■ DATASET EXCERPTS:
Issue #1097, opened 2026-09-15
A percentage width on an inline-content inline-block is ignored and the box shrink-to-fits (CSS 2.1 §10.3.9)


ChrisVanDijk:
### Summary

A percentage `width` on an `inline-block` whose own content is inlines-only is ignored: the box is
sized and reserves room as though `width: auto` were declared, i.e. shrink-to-fit.

[CSS 2.1 section 10.3.9](https://www.w3.org/TR/CSS22/visudet.html#inlineblock-width) sends a
non-replaced inline-block to shrink-to-fit only when `width` is `auto`. A percentage is not `auto`:
it resolves against the width of the containing block
([section 10.2](https://www.w3.org/TR/CSS22/visudet.html#the-width-property)) and is then used
normally, exactly as an absolute length is.

An absolute length is handled — `CssLayoutEngine.ResolveAtomicInlineDeclaredWidth` assigns it, and
the flow then reserves it on the line and paints the border box at it (#1091). That method
deliberately declines a percentage.

### Reproduction

```html
<!doctype html>
<div style="width: 400pt">
  <span style="display: inline-block; width: 50%; background: #e8f4fb">x</span>|after
</div>
```

### Expected

The inline-block's content box is 200pt wide. Its background spans that width, and `|after` starts
200pt past the container's content edge.

### Actual

The box is shrink-to-fit: its background is the width of the `x` glyph, and `|after` sits directly
after that glyph.

An `inline-block` holding **block-level** content takes a different code path
(`CssLayoutEngine.FlowAtomicBlockContentChild`, which calls `GetBoxWidth`) and does resolve a
percentage, so this affects only the inlines-only case.

### Why it was out of scope

The width is resolved at the point the surrounding line places the box, where the containing block a
percentage resolves against is not available — the flow holds the block being flowed and its cursor,
not the box's own containing block. Resolving it needs either that containing block plumbed to the
placement point or the whole used-width resolution moved to somewhere that already has it, which is
a larger change than #1091 (making an absolute declared width size the box at all) was.

`InlineBlockDeclaredWidthTests.APercentageWidthIsLeftAlone` and
`InlineBlockDeclaredWidthGeometryTests.APercentageWidthLeavesThePaintedBoxToTheContent` pin the
current behavior, so closing this means changing those two fixtures rather than discovering the
exclusion.

PR #1099, opened 2026-09-15
Size an inline-block's painted box from its declared width

### LINKED ISSUE #1091: Declared width does not size an empty or inline-content inline-block's painted box
### Summary

An `inline-block` with an explicit absolute `width` advances following inline content by that width, but its own fragment/painted border box remains content-width. If the box is empty, its painted width collapses to zero (or to only its border widths).

This affects `inline-block`s whose content is empty or consists only of inline content. An `inline-block` containing a block-level child takes a different layout path and receives the expected geometry.

### Reproduction

```html
<!doctype html>
<style>
  .box {
    display: inline-block;
    width: 80px;
    padding: 4px;
    border: 2px solid #c33;
    background: #fee;
  }
</style>

<p>Inline content: <span class="box">x</span><span>after</span></p>
<p>Empty: <span class="box"></span><span>after</span></p>
```

A minimal geometry-only form is:

```html
<span style="display:inline-block;width:60pt">x</span>
<span style="display:inline-block;width:60pt"></span>
<span style="display:inline-block;width:60pt;border:1pt solid"></span>
```

### Expected

The declared width sizes the inline-block's content box. In the first sample, both `.box` elements therefore paint the same 80px-wide content area, plus 8px padding and 4px borders.

Following inline content should be positioned after that same painted border box.

[CSS 2.1 section 10.3.9](https://www.w3.org/TR/CSS22/visudet.html#inlineblock-width) only uses shrink-to-fit sizing for a non-replaced inline-block when `width` is `auto`; an explicit width is used normally.

### Actual

On current `main`, the 60pt geometry-only cases measure as follows:

- Inline content (`x`): painted/fragment width is approximately **5.0488pt**, the width of the glyph; `ActualBoxSizingWidth` is `0`.
- Empty: no box rectangle is emitted; `ActualBoxSizingWidth` is `0`.
- Empty with a 1pt border: painted/fragment width is only **2pt**, the two borders; `ActualBoxSizingWidth` is `0`.

Despite this, following text advances by the declared 60pt width. This makes the line position look correct while backgrounds, borders, overflow clips, and other geometry-based behavior use a content-width or zero-width box.

### Relationship to #31

#951 fixed #31's reported alignment symptom by using an absolute declared width when advancing the line cursor. It deliberately did not assign normal box geometry on this plain inline-content path, so #31's exact sample now aligns correctly while this narrower painted-geometry defect remains.

This is separate from #1032 (block-level content in the intrinsic-width walk), #1053 (atomic-inline baseline alignment), and #771 (vertical line flow).

ChrisVanDijk:
Fixes #1091.

[CSS 2.1 §10.3.9](https://www.w3.org/TR/CSS22/visudet.html#inlineblock-width) hands a non-replaced
inline-block to shrink-to-fit only when its `width` is `auto`; an explicit width is used as declared.

An `inline-block` whose own content is inlines-only is flowed into the surrounding block's line boxes
rather than laid out as a box of its own, and nothing on that path assigned it a used width. #951
made a declared width move the line cursor but deliberately left the box's geometry alone, so the box
still painted its background, border and overflow clip at whatever its content happened to measure —
nothing at all, for an empty one, while the text after it had already been advanced past the declared
width.

## The change

`CssLayoutEngine.ResolveAtomicInlineDeclaredWidth` resolves the used width once, into `CssBox.Size`,
before the box's content is placed. The cursor advance and the painted rectangle both read it back
from there, so there is one number rather than two derivations of it, and `ActualBoxSizingWidth`
reports the box's real width instead of zero.

The rectangle is corrected **on the inline axis only**:

* a box that placed no word has its border box stated by the flow
  (`ReserveAtomicInlineUsedWidth`) — it has nothing for `BubbleRectangles` to bubble;
* every other box keeps the rectangle its own words produced, and `WidenAtomicInlineRectangles` —
  a new step between `BubbleRectangles` and `ApplyVerticalAlignment` — widens it in place.

The first shape tried was the obvious one: state the whole rectangle at the advance point and let
`UpdateRectangle`'s later union widen it. That union is min/max on every edge, so a rectangle built
from the flow's `trueStartY`/`ActualHeight` pulled the top up from the ink to the line's flow top
(`Y = 20.1845` → `Y = 20` on a 12pt line) — the flow runs before `ApplyVerticalAlignment` and does not
know where the box's content finally settles. Widening after `BubbleRectangles` also inherits
`text-align`'s per-line shift for free, since the rectangle's left edge has already been through it.

`box-sizing: border-box` is honored, and a border-box width narrower than the box's own border and
padding is floored at their sum ([css-ui-3 §6.2](https://www.w3.org/TR/css-ui-3/#box-sizing)). Content
wider than the declared width still overflows rather than being cut back to it.

A percentage `width` is still treated as `auto` — it resolves against a containing block the line
being flowed does not know. That deviation is now tracked as #1097 and documented for readers in
`docs/html-css-support.md`.

## Relationship to #1094

Rebased onto it. #1094 fixed the same branch's two box-model errors generically — comparing a content
advance against `Size.Width` rather than the border-box `ActualWidth`, and anchoring the rectangle at
the border-box left — so this does not repeat them. Two things still separate an atomic inline from
that branch, which is why `ReserveAtomicInlineUsedWidth` exists rather than the branch simply being
reused:

* `Size.Width` is a **border**-box width under `box-sizing: border-box`, so it is not what to reserve
  between a content-box left edge and a trailing spacing the caller adds afterwards
  (`AvailableWidth` is, under either value);
* that branch states the rectangle whenever the content came out narrower, which for a box whose
  words *did* land on the line is the block-axis merge described above.

One consequence worth calling out: since #1094 an empty `auto`-width padded inline-block advances the
line correctly but paints nothing at all, having no words to derive a rectangle from. It paints its
own border box again here.

## The regression the test suite did not catch

Removing the old parent-loop advance, which looks redundant once the exit path reserves the width,
broke the *other* dispatch path. That advance sat outside the `if`/`else if` chain, so it also ran
after `FlowAtomicBlockContentChild` — and it was compensating a short advance there
(`CurrentX = b.ClientRight` comes out one leading padding short of the declared content box). The
`cascade_layers` showcase's 150px cards went from advancing 145.5pt to 121.5pt, which narrowed the
document enough to stop triggering shrink-to-fit, rendering the *whole page* at a different scale.

The full suite stayed green throughout; only showcase content-stream parity caught it. The advance is
restored (now fed by `ResolveAtomicInlineDeclaredWidth`'s return value, since
`FlowAtomicBlockContentChild` overwrites `Size`), and the dependency is recorded as an invariant so
the next change does not rediscover it.

## Verification

* `InlineBlockDeclaredWidthGeometryTests`, 14 fixtures: the issue's three shapes plus padding/border,
  the fragment tree carrying the width, the border-box left edge, filled-vs-empty parity,
  `box-sizing: border-box` and its floor, overflow not cut back, the percentage exclusion,
  `text-align` carrying the flow-stated rectangle, the empty auto-width box, and a nested empty child.
  Twelve fail against this branch's base (96dd810f); the two that pass are the exclusion guards.
* Full suite green on net8.0 (11,691 passed), 100% diff coverage, `dotnet build -t:Rebuild` with 0
  warnings.
* **All 129 existing showcases are byte-identical** in their decompressed content streams — the real
  check here, given the regression above.
* A new `atomic_inline_width` showcase covers the shapes that changed (fixed-width label columns,
  empty checkbox glyphs, `box-sizing` against a 120pt rule), rasterized through both PDFium and MuPDF.


jhaygood86:
Heads up — this PR is now showing merge conflicts against `main`. Likely cause: #1094 ("Charge an inline box's left padding and border to the line once"), which merged shortly before this PR was opened, touches the same area of `CssLayoutEngine.cs` (`FinalizeFlowBoxExit`'s inline/atomic-inline width and rectangle handling). Worth a rebase before this goes further — I'll hold off reviewing the substance until it's mergeable, since the diff I'd be looking at right now may not reflect what actually lands.

jhaygood86 (approved):
Solid, carefully-composed fix. I independently verified CSS 2.1 §10.3.9 (shrink-to-fit only when `width:auto`) and css-ui-3 §6.2 (border-box floored at 0 content, i.e. at border+padding) against the actual fetched spec text — both accurate.

The interaction with #1094 (merged just before this) was the thing I most wanted confirmed, and it checks out: this PR routes `inline-block` through its own new branch (`ReserveAtomicInlineUsedWidth`) *before* the `else if` that #1094's fix touches, so plain inlines (where `Size.Width` is always 0) are the only boxes that ever reach #1094's branch now — no double-charge, no regression of that fix. This composition is explicitly documented in the new invariant file, and reproducing it myself confirmed the reasoning holds.

The self-reported regression story is the most interesting part of this PR, and it reproduces exactly as described: removing just the compensating advance (while leaving everything else) produces precisely the claimed 24pt shortfall on a `cascade_layers`-shaped fixture, and — critically — the full 11,691-test suite stays 100% green through that mutation. That's a genuine test-suite blind spot the PR's own showcase-parity discipline caught and the unit suite couldn't, which is exactly the kind of thing worth recording as an invariant, and it is.

Also confirmed independently: the `box-sizing:border-box` floor at border+padding, that overflow past a declared width still isn't clipped back, and the union-vs-widen Y-coordinate design decision (stating an empty box's rectangle immediately vs. merging it via `CssLineBox.UpdateRectangle`'s min/max union) — the union really would pull the Y-coordinate to the pre-alignment flow-top, since `ApplyVerticalAlignment` hasn't run yet at that point in the flow, so widening in a separate later pass is the right call, not just an arbitrary implementation choice.

One thing surfaced along the way, not a regression and out of scope for this PR (title and #1091 are explicitly width-only): a declared `height` on an empty/inlines-only atomic inline-block doesn't get applied to its painted rectangle the same way width now does — `Size.Height` stays 0 through the flow that matters, only getting set later by unrelated machinery, too late to affect painting. Worth its own follow-up issue given this PR just fixed the symmetric width case.

I did not independently reproduce the "all 129 showcases byte-identical" claim (didn't regenerate and diff all of them), so I'd treat that one as PR-reported rather than independently confirmed — though the diff coverage (100%, confirmed), the 12-of-14 mutation-test split (confirmed, close enough to the PR's own count that the discrepancy is just a Theory-row counting difference), and the rasterized checks all corroborate the fix broadly.

My own verification: `dotnet build PeachPDF.slnx -t:Rebuild` — 0 warnings. `dotnet test --framework net8.0` — 11,691 passed / 0 failed / 9 skipped. CI green on all three platforms.

Merging.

■ WHAT YOU ARE ASKED TO DO: Each line from the top of the records through the one with "percentage resolves against" should be returned exactly. Leave out everything else.

■ OUTPUT OF THE EXERCISE:
Issue #1097, opened 2026-09-15
A percentage width on an inline-content inline-block is ignored and the box shrink-to-fits (CSS 2.1 §10.3.9)


ChrisVanDijk:
### Summary

A percentage `width` on an `inline-block` whose own content is inlines-only is ignored: the box is
sized and reserves room as though `width: auto` were declared, i.e. shrink-to-fit.

[CSS 2.1 section 10.3.9](https://www.w3.org/TR/CSS22/visudet.html#inlineblock-width) sends a
non-replaced inline-block to shrink-to-fit only when `width` is `auto`. A percentage is not `auto`:
it resolves against the width of the containing block
([section 10.2](https://www.w3.org/TR/CSS22/visudet.html#the-width-property)) and is then used
normally, exactly as an absolute length is.

An absolute length is handled — `CssLayoutEngine.ResolveAtomicInlineDeclaredWidth` assigns it, and
the flow then reserves it on the line and paints the border box at it (#1091). That method
deliberately declines a percentage.

### Reproduction

```html
<!doctype html>
<div style="width: 400pt">
  <span style="display: inline-block; width: 50%; background: #e8f4fb">x</span>|after
</div>
```

### Expected

The inline-block's content box is 200pt wide. Its background spans that width, and `|after` starts
200pt past the container's content edge.

### Actual

The box is shrink-to-fit: its background is the width of the `x` glyph, and `|after` sits directly
after that glyph.

An `inline-block` holding **block-level** content takes a different code path
(`CssLayoutEngine.FlowAtomicBlockContentChild`, which calls `GetBoxWidth`) and does resolve a
percentage, so this affects only the inlines-only case.

### Why it was out of scope

The width is resolved at the point the surrounding line places the box, where the containing block a
percentage resolves against is not available — the flow holds the block being flowed and its cursor,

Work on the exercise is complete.